Especially when the value of the house could easily swing 3% and you would be upside down in a time when you really need to offload the house. You can get evicted if you can't pay rent. Not so easy if you can't pay your house note.
Posted by slackster
Houston
Member since Mar 2009
91836 posts
Posted on 1/20/16 at 3:36 pm to
quote:

I don't understand how that is extremely risky if you can easily afford the mortgage payment.


If you CAN afford to put 20% down, furnish the house, and maintain an emergency fund, you should do so.

If you CANNOT afford to do that, there are other options, but the first one you should explore is a cheaper house.

If you do make bad decisions during the bubble you won't know it until it bursts.

Putting down 20% is sound financial advice. Not putting down 20% isn't necessarily a terribly decision, but you have to judge that decision on a case by case basis. That is all.
Posted by Salmon
I helped draft the email
Member since Feb 2008
86033 posts
Posted on 1/20/16 at 3:37 pm to
quote:

Putting down 20% is sound financial advice. Not putting down 20% isn't necessarily a terribly decision, but you have to judge that decision on a case by case basis. That is all.

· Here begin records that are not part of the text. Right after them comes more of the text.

PR #1819, opened 2018-04-06
bugfix: throw when a subresources id is not found

Simperfit:
| Q             | A
| ------------- | ---
| Bug fix?      | yes/no
| New feature?  | yes/no
| BC breaks?    | no
| Deprecations? | no
| Tests pass?   | yes
| License       | MIT


src/Bridge/Doctrine/Orm/SubresourceDataProvider.php
```diff
@@ -63,6 +64,7 @@ public function __construct(ManagerRegistry $managerRegistry, PropertyNameCollec
      * {@inheritdoc}
      *
      * @throws RuntimeException
+     * @throws ItemNotFoundException
      */
     public function getSubresource(string $resourceClass, array $identifiers, array $context, string $operationName = null)
```
soyuka: It's not the dataprovider's responsability to throw an `ItemNotFoundException`. To stay constistent with `ItemDataProvider`, please patch this inside the [`ReadListener`](https://github.com/api-platform/core/blob/master/src/EventListener/ReadListener.php#L120) instead.

Simperfit: done

soyuka:
> This could go maybe agasint 2.0 since it has been introduced in 2.0, WDYT ?

No, security patches only on 2.0. 

Also, could you add a phpunit test `expectedException` on the `ReadListenerTest`? Tyvm <3.

Simperfit:
@soyuka Unit test added.

src/EventListener/ReadListener.php
```diff
@@ -147,6 +148,10 @@ private function getSubresourceData(Request $request, array $attributes, array $
 
         $data = $this->subresourceDataProvider->getSubresource($attributes['resource_class'], $identifiers, $attributes['subresource_context'], $attributes['subresource_operation_name']);
 
+        if (null === $data) {
+            throw new ItemNotFoundException(sprintf('Object of type "%s" with identifiers %s could not be found', $attributes['resource_class'], implode(',', $identifiers)), 400);
```
meyerbaptiste: Why don't we use the `NotFoundHttpException`  here?

tests/EventListener/ReadListenerTest.php
```diff
@@ -160,6 +160,32 @@ public function testRetrieveSubresource()
...
+        $request = new Request([], [], ['id' => 1, '_api_resource_class' => 'Foo', '_api_subresource_operation_name' => 'get', '_api_format' => 'json', '_api_mime_type' => 'application/json', '_api_subresource_context' => ['identifiers' => [['id', 'Bar', true]], 'property' => 'bar']]);
+        $request->setMethod('GET');
+
+        $event = $this->prophesize(GetResponseEvent::class);
+        $event->getRequest()->willReturn($request)->shouldBeCalled();
+
+        $listener = new ReadListener($collectionDataProvider->reveal(), $itemDataProvider->reveal(), $subresourceDataProvider->reveal());
+        $listener->onKernelRequest($event->reveal());
+
+        $this->assertSame($data, $request->attributes->get('data'));
```
meyerbaptiste: `$data` is not set...

src/EventListener/ReadListener.php
Simperfit: I think it's better yeah.

src/EventListener/ReadListener.php
```diff
@@ -147,6 +147,10 @@ private function getSubresourceData(Request $request, array $attributes, array $
 
         $data = $this->subresourceDataProvider->getSubresource($attributes['resource_class'], $identifiers, $attributes['subresource_context'], $attributes['subresource_operation_name']);
 
+        if (null === $data) {
+            throw new NotFoundHttpException(sprintf('Object of type "%s" with identifiers %s could not be found', $attributes['resource_class'], implode(',', $identifiers)));
```
meyerbaptiste: Can you change the message to keep consistency with this:
https://github.com/api-platform/core/blob/d4aa84f4eac58e7900b6f4d30947d3926902bb98/src/EventListener/ReadListener.php#L175

soyuka:
thanks @Simperfit

soyuka:
It should be in 2.2.6 and later

bendavies:
it's right there
https://github.com/api-platform/core/blob/v2.2.7/src/EventListener/ReadListener.php#L102

lvillarino:
The variable $data is not null when you try to access a subresource ex: post/id/comments 

I think that we have to update the line https://github.com/Simperfit/core/blob/a65e09e354df3f5f408234e0cf8eb1e4b3bbd18b/src/EventListener/ReadListener.php#L150 with this code
`if (null === $data || 0 == $data->getTotalItems()) {
            throw new NotFoundHttpException('Not Found.');
        }
`

PR #1821, opened 2018-04-06
meta: missing throws doc property in the ReadListener

Simperfit:
| Q             | A
| ------------- | ---
| Bug fix?      | no
| New feature?  | no
| BC breaks?    | no
| Deprecations? | no
| Tests pass?   | yes
| Fixed tickets | 
| License       | MIT
| Doc PR        | 

Missing throws property on the phpdoc.


soyuka:
php-cs-fixer

Simperfit:
It is thrown at this point and it's not catched, it's possible to have the exception in here.

meyerbaptiste:
So, you have to do the same for the 425 other places:

capture d ecran 2018-04-06 a 15 45 52

Simperfit:
If we agree on this, I will do it, it seems better to me IMHO.

soyuka:
> Do we really want this? I am in favor of only annotating exceptions that are explicitly thrown in our methods.

:+1: I don't see any advantage

Simperfit:
Than ok ;) we can close this

PR #1825, opened 2018-04-08
Enhance Api Platform Profiler

antograssiot:
| Q             | A
| ------------- | ---
| Bug fix?      | no
| New feature?  | yes
| BC breaks?    | no
| Deprecations? | no
| Tests pass?   | yes
| Fixed tickets | 
| License       | MIT
| Doc PR        | 

This PR aims to improve the Datacollector by : 

- Use the `profiler_dump()` function for a cleaner rendering
- Format the keys of the arrays and limit their size in the array
- Highlight the Resource class and move the Acceptable content type at the bottom
- Presents the attributes on 2 columns only
- Highlight the actual operation
- Add the resource class display from the toolbar

@jdeniau I hope this is going in the direction you initially had in mind, and that the change from 3 to 2 columns is ok, IMO mot of the time the really interesting information is/was not the method nor route name only.

I remove the request method from the collector has it was not used in the template and this information is already present in other panels...

before: 
screenshot-2018-4-8 symfony profiler 1

after:
screenshot-2018-4-8 symfony profiler

capture d ecran 2018-04-08 a 08 45 52

If people like it, I'd like then to improve the filter parts by injecting the filter locator into the dataCollector, that would allow:
 - to expose at the Filter Class at least (but maybe also attributes etc)
 - to highlight in read the filters declared that doesn't match a real filter service that are "silently ignored" today IIRC

Another idea that I have would be to display the actual result number near by the toolbar icon.
The idea would be to check if the result is a Paginator and get the total items number out of it or display 1 on an item operation. (It is sometime not quick to get this information as it stands in the bottom of the response in JSON-LD) at least

### DIFF
--- a/src/Bridge/Symfony/Bundle/Resources/views/DataCollector/request.html.twig
+++ b/src/Bridge/Symfony/Bundle/Resources/views/DataCollector/request.html.twig
@@ -1,33 +1,9 @@
 {% extends '@WebProfiler/Profiler/layout.html.twig' %}
 
-{% macro operationLine(itemOrCollection, key, operation) %}
+{% macro operationLine(key, operation, actualOperationName) %}
     <tr>
-        <td>
-            {{ key }}
-        </td>
-        <td>
-            {% if operation['method'] is defined %}
-                <em>Method:</em> {{ operation['method'] }}
-            {% elseif operation['route_name'] is defined %}
-                <em>Route name:</em> {{ operation['route_name'] }}
-            {% endif %}
-        </td>
-        <td>
-            <a
-                href="#"
-                class="sf-toggle link-inverse sf-toggle-on"
-                data-toggle-selector="#api-platform-line-{{ itemOrCollection }}-{{ key }}"
-                data-toggle-alt-content="Hide"
-                data-toggle-original-content="Show"
-            >
-                Show
-            </a>
-        </td>
-    </tr>
-    <tr id="api-platform-line-{{ itemOrCollection }}-{{ key }}">
-        <td colspan="3">
-            {{- dump(operation) -}}
-        </td>
+        <th scope="row" {{ key == actualOperationName ? 'class="status-success"' : '' }}>{{ key }}</th>
+        <td {{ key == actualOperationName ? 'class="status-success"' : '' }}>{{- profiler_dump(operation, 1) -}}</td>
     </tr>
 {% endmacro %}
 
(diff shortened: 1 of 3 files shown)


src/Bridge/Symfony/Bundle/Resources/views/DataCollector/request.html.twig
```diff
@@ -1,33 +1,9 @@
...
-            >
-                Show
-            </a>
-        </td>
-    </tr>
-    <tr id="api-platform-line-{{ itemOrCollection }}-{{ key }}">
-        <td colspan="3">
-            {{- dump(operation) -}}
-        </td>
+        <th scope="row" {{ key == actualOperationName ? 'class="status-success"' : '' }}>{{ key }}</th>
```
sroze: My HTML purism would say:
```patch
- <th scope="row" {{ key == actualOperationName ? 'class="status-success"' : '' }}>{{ key }}</th>
+ <th scope="row"{{ key == actualOperationName ? ' class="status-success"' : '' }}>{{ key }}</th>
```

dunglas: I would even use:

`<th scope="row"{% if key == actualOperationName %} class="status-success"{% endif %}>{{ key }}</th>`

src/Bridge/Symfony/Bundle/Resources/views/DataCollector/request.html.twig
```diff
@@ -1,33 +1,9 @@
...
+        <td {{ key == actualOperationName ? 'class="status-success"' : '' }}>{{- profiler_dump(operation, 1) -}}</td>
```
dunglas: Same here btw:

```patch
-<td {{ key == actualOperationName ? 'class="status-success"' : '' }}>
+<td{% if key == actualOperationName %} class="status-success"{% endif %}>
```

antograssiot:
glad you liked it.
updated as requested

antograssiot:
rebased, anything else to be done on this one @dunglas ?

Simperfit:
Since @dunglas's comments have been changed accordingly and that we have two approuve I'm merging this one.

Thanks @antograssiot.

sroze:
It introduced a bug 🙃 See #1846.

sroze:
Great move 😉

I think most agree with this

it was the "if you can't put 20% down, you can't afford the house" line that got all the jimmies rustled
Posted by yellowfin
Coastal Bar
Member since May 2006
98924 posts
Posted on 1/20/16 at 3:39 pm to
I remember back in 07ish when mortgages were can't lose because houses always go up in value....but then they didn't



you put 3% down on a 300k house and lose your job a year later

what if that house is no longer worth 300k?
even if you can get your money back you'll still have to come out of pocket to sell after fees
that's hard to do with no job
Posted by ladytiger118
Member since Aug 2009
20922 posts
Posted on 1/20/16 at 3:39 pm to
And looking at just the kitchen, it needs to be gutted & renovated...

If the whole house needs to be redone then you're looking at a $30-50k remodel on top of that purchase price.
Posted by lsupride87
Member since Dec 2007
111112 posts
Posted on 1/20/16 at 3:39 pm to
quote:

I don't understand how that is extremely risky if you can easily afford the mortgage payment.